__WHAT IS REQUIRED__
From the entries below, gather each line containing the word "NNBD".

Records from a data source
_ _ _ _ _
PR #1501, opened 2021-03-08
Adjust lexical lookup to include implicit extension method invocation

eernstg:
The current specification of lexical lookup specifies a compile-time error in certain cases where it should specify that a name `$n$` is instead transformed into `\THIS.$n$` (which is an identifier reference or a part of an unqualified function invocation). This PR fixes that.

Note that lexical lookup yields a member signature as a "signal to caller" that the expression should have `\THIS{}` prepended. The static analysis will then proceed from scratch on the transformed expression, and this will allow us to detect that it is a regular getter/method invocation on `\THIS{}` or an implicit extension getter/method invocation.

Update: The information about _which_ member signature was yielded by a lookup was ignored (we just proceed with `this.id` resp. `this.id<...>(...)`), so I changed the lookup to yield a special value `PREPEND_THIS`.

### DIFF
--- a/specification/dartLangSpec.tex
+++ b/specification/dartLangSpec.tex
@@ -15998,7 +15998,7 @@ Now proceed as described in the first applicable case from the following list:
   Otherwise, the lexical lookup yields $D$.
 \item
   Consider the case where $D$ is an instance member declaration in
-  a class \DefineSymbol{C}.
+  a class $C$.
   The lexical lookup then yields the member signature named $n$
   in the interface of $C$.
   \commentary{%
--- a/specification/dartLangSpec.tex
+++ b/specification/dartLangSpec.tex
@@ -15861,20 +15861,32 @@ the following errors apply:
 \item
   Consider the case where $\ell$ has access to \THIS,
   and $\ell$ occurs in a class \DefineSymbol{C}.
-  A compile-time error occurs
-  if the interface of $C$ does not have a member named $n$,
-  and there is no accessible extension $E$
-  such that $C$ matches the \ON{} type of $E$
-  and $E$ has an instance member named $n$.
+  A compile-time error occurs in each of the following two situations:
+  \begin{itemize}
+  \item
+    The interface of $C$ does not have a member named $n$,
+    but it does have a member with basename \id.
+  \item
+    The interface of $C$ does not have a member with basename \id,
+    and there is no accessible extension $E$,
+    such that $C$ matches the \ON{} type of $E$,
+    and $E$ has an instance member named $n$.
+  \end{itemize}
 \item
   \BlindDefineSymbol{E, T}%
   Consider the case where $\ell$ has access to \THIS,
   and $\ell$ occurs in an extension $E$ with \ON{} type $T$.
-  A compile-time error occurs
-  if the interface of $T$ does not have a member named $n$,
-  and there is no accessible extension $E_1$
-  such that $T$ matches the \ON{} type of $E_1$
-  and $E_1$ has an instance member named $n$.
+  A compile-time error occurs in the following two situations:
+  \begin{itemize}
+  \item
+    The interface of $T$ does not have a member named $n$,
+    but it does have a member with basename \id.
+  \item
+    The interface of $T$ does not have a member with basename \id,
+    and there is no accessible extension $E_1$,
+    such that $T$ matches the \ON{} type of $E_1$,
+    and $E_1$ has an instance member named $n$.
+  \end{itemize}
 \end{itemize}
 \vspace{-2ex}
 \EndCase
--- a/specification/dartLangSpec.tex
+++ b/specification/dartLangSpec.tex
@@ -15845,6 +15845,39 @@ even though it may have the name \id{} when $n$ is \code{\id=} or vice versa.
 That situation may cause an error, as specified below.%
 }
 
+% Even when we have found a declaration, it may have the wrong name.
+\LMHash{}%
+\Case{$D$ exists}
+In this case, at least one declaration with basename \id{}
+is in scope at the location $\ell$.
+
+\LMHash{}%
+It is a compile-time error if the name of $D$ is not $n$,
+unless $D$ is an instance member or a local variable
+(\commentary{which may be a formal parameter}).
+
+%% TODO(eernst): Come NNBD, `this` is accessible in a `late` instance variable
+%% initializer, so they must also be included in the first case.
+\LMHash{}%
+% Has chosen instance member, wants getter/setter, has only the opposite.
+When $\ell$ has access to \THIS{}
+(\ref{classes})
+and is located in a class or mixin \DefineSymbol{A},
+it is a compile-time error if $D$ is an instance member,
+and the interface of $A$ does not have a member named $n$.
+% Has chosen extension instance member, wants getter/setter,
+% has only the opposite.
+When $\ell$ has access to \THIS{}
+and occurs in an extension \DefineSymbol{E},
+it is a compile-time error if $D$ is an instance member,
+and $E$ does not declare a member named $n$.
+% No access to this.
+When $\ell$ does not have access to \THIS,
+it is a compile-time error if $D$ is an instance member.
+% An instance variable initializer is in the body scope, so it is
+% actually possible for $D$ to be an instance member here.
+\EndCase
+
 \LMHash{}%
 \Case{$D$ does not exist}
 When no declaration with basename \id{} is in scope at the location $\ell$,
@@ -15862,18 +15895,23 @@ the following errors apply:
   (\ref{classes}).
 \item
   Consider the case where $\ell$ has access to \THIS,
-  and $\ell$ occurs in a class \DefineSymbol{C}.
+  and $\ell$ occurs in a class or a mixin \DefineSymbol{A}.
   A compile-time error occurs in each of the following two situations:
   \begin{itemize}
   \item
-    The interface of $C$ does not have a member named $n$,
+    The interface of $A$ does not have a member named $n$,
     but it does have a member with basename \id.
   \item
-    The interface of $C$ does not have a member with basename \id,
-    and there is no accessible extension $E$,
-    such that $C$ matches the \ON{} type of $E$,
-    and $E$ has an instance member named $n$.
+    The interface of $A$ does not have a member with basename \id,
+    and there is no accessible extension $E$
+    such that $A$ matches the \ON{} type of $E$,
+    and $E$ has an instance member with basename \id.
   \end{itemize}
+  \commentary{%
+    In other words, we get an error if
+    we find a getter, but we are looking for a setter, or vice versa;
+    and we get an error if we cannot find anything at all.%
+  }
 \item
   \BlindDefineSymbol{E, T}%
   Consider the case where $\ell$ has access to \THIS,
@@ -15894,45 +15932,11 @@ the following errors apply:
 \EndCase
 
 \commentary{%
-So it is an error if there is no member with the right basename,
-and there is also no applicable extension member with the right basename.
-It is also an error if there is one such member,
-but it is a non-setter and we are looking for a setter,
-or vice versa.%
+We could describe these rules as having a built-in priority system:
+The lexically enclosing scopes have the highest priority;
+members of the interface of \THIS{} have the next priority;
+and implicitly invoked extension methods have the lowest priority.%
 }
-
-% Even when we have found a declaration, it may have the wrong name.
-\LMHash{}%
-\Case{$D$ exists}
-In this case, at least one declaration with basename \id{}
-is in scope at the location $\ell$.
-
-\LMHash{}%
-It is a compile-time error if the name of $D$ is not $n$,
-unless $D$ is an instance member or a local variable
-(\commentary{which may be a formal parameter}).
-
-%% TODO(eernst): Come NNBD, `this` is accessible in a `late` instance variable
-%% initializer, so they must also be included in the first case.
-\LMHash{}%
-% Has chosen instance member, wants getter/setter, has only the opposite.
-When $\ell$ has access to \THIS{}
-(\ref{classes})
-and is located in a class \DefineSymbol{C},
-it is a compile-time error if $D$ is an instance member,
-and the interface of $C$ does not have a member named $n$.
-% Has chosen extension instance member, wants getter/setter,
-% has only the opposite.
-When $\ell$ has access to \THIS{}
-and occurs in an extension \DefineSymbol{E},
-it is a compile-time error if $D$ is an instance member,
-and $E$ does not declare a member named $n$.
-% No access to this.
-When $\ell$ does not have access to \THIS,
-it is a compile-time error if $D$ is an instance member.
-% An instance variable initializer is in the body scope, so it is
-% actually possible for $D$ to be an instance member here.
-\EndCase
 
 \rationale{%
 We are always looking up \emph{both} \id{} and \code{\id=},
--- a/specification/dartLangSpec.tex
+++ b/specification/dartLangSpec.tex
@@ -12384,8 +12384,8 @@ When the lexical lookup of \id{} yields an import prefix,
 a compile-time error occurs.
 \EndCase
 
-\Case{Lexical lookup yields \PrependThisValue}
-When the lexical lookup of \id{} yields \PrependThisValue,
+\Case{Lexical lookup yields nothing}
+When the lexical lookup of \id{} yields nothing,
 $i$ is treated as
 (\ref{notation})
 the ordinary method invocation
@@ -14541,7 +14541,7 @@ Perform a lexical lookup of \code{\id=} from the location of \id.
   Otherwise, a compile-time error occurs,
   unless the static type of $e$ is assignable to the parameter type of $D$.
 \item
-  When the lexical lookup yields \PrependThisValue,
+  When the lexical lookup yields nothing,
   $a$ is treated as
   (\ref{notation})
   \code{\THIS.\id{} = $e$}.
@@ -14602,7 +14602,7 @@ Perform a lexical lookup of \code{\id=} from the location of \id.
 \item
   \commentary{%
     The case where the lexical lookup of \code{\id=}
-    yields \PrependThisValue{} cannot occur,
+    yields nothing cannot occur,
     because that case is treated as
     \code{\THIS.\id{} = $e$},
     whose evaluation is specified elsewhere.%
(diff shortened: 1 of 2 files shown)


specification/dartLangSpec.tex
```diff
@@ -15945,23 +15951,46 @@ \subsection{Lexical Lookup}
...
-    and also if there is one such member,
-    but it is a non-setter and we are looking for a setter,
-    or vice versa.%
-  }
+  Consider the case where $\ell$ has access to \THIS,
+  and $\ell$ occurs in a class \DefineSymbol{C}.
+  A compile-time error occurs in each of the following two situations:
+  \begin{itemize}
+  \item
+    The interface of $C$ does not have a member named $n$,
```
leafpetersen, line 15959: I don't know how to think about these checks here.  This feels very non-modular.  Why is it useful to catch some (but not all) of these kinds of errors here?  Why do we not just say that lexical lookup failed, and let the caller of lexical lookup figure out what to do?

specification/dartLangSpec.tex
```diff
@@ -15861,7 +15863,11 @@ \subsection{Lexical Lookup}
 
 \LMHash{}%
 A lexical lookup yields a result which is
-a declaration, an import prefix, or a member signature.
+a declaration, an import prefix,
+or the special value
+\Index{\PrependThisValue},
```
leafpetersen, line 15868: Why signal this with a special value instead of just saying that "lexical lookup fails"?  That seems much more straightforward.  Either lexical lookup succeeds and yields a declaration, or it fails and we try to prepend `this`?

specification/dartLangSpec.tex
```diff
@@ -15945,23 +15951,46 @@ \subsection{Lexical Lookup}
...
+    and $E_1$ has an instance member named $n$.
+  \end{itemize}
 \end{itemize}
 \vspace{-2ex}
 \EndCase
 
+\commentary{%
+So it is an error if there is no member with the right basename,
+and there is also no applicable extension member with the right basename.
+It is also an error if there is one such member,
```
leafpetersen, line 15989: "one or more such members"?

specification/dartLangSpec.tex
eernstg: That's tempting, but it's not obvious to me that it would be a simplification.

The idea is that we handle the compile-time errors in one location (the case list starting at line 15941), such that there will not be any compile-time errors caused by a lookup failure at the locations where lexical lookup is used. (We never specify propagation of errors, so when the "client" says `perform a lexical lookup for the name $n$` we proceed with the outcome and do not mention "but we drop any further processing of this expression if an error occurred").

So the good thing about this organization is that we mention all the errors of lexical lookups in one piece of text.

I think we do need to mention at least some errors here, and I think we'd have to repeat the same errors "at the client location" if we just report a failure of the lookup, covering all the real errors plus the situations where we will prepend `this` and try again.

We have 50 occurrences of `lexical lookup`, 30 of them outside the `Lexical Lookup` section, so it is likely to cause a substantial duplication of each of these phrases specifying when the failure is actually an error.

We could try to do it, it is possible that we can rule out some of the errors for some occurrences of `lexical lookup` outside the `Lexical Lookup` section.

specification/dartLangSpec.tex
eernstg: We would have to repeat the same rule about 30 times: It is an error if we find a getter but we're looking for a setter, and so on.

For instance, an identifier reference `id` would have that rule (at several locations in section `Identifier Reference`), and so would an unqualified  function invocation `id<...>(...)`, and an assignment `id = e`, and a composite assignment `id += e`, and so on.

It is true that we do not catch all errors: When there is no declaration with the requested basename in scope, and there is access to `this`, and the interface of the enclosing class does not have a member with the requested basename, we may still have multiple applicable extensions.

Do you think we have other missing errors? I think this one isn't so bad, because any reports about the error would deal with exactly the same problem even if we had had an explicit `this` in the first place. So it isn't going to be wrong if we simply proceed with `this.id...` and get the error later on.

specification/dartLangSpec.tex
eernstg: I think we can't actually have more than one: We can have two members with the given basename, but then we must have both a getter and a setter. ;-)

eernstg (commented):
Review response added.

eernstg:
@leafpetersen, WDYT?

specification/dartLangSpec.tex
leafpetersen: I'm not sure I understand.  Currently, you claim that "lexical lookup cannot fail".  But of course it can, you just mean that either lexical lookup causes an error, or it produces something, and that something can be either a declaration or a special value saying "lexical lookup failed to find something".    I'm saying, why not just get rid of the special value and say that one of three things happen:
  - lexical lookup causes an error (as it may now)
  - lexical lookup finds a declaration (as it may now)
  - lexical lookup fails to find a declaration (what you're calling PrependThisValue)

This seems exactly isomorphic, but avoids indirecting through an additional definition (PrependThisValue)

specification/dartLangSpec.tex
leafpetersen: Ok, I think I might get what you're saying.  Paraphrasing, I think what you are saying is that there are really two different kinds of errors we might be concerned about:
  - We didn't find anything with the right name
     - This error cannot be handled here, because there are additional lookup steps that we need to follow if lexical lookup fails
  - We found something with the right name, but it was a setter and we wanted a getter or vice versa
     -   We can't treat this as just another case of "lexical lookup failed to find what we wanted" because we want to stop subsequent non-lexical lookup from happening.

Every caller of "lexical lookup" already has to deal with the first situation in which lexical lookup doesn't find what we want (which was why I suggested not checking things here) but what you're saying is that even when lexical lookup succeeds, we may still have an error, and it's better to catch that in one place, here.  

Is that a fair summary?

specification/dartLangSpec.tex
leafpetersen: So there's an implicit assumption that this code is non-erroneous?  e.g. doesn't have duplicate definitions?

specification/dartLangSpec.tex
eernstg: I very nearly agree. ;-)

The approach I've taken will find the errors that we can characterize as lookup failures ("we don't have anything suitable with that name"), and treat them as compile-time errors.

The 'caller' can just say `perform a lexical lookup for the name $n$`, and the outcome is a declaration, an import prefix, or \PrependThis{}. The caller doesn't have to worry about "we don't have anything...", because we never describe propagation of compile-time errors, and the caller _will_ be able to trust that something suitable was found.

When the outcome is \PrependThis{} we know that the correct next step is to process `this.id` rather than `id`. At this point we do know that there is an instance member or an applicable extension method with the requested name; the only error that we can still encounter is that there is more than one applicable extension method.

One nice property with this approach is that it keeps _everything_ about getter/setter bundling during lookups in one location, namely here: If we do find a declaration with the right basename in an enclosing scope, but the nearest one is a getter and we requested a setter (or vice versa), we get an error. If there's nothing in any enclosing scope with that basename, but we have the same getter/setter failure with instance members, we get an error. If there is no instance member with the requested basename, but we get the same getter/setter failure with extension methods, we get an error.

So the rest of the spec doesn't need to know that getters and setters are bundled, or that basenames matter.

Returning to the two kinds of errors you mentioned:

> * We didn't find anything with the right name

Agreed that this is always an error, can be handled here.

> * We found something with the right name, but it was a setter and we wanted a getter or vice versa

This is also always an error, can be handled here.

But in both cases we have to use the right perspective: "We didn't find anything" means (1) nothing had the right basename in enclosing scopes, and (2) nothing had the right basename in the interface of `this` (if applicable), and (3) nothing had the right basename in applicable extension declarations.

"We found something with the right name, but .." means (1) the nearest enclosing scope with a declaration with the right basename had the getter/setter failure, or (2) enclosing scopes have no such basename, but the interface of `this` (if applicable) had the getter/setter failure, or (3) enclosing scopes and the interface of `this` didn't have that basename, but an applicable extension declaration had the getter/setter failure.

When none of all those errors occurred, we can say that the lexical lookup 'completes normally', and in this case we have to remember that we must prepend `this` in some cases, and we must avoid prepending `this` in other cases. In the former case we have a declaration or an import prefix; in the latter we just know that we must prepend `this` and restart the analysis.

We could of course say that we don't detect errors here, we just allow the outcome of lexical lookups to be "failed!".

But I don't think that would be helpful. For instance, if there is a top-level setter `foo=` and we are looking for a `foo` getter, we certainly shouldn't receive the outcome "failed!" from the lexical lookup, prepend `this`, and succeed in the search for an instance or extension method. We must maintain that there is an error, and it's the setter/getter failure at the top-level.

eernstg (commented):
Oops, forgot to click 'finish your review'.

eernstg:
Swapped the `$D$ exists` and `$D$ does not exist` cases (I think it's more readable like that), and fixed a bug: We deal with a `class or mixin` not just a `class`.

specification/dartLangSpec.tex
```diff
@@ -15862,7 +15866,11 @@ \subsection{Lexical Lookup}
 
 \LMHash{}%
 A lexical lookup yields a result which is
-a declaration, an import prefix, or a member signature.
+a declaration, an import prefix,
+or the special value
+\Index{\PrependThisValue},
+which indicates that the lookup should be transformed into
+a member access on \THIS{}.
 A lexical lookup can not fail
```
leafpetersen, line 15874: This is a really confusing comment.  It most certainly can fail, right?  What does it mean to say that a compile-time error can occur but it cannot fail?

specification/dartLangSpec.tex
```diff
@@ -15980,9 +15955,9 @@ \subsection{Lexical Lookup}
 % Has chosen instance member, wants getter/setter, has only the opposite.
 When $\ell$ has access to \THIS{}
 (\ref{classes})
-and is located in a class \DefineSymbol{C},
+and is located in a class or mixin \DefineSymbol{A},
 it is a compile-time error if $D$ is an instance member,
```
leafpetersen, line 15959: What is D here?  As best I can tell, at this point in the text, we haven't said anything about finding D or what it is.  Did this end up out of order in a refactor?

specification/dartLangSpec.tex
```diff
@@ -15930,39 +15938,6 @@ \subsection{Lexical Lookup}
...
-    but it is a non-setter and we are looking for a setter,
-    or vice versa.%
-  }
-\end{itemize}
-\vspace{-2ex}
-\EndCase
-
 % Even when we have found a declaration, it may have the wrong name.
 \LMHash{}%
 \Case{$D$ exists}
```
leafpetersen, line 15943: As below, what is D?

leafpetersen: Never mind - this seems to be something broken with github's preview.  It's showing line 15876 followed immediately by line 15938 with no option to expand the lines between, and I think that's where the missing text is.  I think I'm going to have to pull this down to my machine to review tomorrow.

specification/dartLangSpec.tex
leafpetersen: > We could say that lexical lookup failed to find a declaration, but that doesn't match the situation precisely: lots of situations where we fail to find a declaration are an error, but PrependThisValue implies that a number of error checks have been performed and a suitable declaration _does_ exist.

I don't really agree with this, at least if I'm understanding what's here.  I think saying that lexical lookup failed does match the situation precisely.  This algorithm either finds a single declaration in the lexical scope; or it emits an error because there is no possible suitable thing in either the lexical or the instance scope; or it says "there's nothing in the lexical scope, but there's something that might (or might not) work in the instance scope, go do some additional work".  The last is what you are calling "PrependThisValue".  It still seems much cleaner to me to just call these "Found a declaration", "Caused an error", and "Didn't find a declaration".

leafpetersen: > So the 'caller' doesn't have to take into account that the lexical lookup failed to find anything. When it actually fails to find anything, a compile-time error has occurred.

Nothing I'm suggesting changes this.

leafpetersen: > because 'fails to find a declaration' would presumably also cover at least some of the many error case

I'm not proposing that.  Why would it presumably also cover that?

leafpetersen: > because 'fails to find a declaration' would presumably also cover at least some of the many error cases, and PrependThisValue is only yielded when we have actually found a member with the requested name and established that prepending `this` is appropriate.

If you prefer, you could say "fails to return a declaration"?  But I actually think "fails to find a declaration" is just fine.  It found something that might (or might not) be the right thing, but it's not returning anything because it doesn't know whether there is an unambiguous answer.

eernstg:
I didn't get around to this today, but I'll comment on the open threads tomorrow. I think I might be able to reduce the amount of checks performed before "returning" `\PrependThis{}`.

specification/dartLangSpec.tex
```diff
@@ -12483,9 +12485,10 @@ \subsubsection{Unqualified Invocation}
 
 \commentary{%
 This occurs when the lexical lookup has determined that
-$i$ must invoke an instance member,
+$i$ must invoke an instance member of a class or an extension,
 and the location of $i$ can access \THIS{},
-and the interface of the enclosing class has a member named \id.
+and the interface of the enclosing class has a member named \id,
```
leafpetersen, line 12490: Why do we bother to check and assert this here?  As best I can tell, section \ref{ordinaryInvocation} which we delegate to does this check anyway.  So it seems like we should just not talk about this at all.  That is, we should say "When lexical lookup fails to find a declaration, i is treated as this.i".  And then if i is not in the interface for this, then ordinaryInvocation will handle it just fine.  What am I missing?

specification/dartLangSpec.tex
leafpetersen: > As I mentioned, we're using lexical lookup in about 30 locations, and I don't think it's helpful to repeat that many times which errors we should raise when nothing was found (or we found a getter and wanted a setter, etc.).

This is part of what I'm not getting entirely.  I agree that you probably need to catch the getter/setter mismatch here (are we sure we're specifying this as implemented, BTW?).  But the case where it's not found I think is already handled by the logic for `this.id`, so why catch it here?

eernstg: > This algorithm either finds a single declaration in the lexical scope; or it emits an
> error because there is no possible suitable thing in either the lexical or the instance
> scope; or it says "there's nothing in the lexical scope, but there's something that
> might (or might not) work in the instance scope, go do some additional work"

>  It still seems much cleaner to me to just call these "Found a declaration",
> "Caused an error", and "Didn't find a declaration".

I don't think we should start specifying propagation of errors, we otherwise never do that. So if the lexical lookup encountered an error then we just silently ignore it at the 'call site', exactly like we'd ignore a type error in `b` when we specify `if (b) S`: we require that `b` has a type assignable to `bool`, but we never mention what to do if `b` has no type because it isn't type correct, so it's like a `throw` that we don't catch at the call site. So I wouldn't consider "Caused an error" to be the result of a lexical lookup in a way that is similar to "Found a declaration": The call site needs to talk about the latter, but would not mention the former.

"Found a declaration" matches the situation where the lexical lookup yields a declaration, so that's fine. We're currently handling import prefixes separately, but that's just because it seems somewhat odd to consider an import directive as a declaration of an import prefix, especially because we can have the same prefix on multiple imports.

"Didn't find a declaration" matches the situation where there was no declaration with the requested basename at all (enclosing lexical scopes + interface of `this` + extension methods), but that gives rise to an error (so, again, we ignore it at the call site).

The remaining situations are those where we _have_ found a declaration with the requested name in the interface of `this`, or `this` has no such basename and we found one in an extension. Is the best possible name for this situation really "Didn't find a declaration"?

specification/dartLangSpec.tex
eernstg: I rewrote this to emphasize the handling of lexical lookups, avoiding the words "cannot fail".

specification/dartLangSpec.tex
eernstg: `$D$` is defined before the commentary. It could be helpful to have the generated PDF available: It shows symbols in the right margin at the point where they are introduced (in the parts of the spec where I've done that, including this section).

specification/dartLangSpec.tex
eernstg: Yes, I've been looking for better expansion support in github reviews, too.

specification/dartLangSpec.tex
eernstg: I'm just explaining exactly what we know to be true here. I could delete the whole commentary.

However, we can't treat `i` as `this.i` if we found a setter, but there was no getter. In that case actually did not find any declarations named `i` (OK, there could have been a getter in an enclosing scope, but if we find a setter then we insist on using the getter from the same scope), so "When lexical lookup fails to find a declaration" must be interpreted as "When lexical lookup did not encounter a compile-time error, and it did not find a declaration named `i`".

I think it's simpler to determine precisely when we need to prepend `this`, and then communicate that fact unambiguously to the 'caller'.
_ _ _ _ _
__EXERCISE ANSWER__
+%% TODO(eernst): Come NNBD, `this` is accessible in a `late` instance variable
-%% TODO(eernst): Come NNBD, `this` is accessible in a `late` instance variable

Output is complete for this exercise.